Task brief: Select from the records below every line that has the word "still" in it.

Working data:
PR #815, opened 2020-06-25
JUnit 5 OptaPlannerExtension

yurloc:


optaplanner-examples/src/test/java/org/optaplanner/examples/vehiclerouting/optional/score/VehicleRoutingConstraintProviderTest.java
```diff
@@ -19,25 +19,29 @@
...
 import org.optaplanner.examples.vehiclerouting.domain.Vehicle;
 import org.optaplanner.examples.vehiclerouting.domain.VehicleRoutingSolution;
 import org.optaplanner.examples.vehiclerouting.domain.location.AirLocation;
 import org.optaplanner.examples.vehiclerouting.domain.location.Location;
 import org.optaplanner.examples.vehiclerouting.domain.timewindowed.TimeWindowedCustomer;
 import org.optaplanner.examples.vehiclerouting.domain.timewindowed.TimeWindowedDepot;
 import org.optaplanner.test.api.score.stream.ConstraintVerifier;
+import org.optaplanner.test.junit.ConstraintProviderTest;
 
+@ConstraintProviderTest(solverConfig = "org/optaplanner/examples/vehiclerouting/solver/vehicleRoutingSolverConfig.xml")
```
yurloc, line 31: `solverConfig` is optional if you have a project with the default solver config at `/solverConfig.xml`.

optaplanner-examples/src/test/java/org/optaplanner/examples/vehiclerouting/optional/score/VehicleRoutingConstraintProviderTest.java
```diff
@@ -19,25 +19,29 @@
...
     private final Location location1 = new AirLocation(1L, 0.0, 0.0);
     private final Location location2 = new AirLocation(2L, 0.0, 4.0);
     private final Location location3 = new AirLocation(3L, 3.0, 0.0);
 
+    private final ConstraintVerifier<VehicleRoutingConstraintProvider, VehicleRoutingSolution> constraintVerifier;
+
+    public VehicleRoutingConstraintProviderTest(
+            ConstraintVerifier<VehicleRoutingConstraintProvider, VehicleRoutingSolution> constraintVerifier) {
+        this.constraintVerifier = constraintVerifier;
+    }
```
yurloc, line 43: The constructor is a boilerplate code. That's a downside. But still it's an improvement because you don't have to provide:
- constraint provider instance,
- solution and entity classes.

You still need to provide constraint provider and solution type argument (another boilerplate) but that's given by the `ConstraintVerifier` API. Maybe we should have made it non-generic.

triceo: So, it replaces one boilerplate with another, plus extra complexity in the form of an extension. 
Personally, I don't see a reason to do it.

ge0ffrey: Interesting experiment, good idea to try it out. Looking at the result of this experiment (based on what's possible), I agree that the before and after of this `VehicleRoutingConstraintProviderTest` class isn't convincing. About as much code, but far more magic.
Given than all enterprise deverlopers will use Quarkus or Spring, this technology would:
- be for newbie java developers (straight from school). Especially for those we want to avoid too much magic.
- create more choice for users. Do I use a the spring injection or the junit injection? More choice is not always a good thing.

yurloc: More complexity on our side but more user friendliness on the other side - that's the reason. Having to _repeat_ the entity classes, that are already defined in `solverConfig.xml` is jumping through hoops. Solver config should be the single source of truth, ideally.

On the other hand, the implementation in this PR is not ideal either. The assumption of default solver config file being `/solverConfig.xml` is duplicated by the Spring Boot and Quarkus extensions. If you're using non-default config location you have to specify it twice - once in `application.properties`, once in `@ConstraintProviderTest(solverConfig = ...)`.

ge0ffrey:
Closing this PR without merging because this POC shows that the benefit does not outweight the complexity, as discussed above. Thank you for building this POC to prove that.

Finished task:
yurloc, line 43: The constructor is a boilerplate code. That's a downside. But still it's an improvement because you don't have to provide:
You still need to provide constraint provider and solution type argument (another boilerplate) but that's given by the `ConstraintVerifier` API. Maybe we should have made it non-generic.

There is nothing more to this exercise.